Non-destructive assessment of tissue engineered cartilage maturity using visible and near infrared spectroscopy combined with machine learning

Tissue engineering is a promising approach to address the unmet clinical need for treating cartilage damage. Monitoring the characteristics of tissue-engineered cartilage constructs (TECs) during culture is critical for optimizing culture conditions and assessing TEC development. An important characteristic of TEC development is the ratio of glycosaminoglycans (GAGs) to DNA. However, current methods for quantifying GAGs and DNA are destructive, making them impractical for longitudinal monitoring.

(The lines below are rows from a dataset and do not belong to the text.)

PR #892, opened 2020-06-05
Fix token issue when importing video to google

zhang123cnn:
Summary:
Currently once google auth token expires after 1 hour, all video imports
would be rejected by Google due to invalid token.

This commit is to ask the video importer always refresh token before it
sends the first http request. So the right expiry time would be filled in for the job. 

Test Plan: Test by using expired token to transfer video and the refresh logic would kick in.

This study investigates the potential of optical spectroscopy in the visible and near-infrared (NIR) ranges coupled with machine learning (ML) for non-destructive prediction of GAGs and DNA in TECs. Six types of TECs were incubated for 7 or 28 days (n = 6 × 2 × 3). Spectral data were acquired from the constructs in the NIR and visible-short-NIR (VIS-SNIR) ranges using a fiber-optic probe and a multichannel spectrometer, followed by biochemical quantification of GAGs and DNA. ML models were developed for predicting the GAGs and DNA from the spectra and evaluated by leave-one-sample-out cross-validation after determining the optimal spectral range, preprocessing method, and ML algorithm. The performance of the models for predicting the construct's relative maturity (based on culture duration) using the predicted GAGs/DNA ratio was also evaluated. A NIR-based model was optimal for DNA content prediction (R2 = 0.81), while a VIS-SNIR-based model was optimal for GAGs prediction (R2 = 0.79). The predicted GAGs/DNA ratios were 100 % accurate in distinguishing immature TECs from more mature ones. Thus, optical spectroscopy combined with ML can enable non-destructive prediction of the maturity of TECs via predicting their DNA and GAG contents.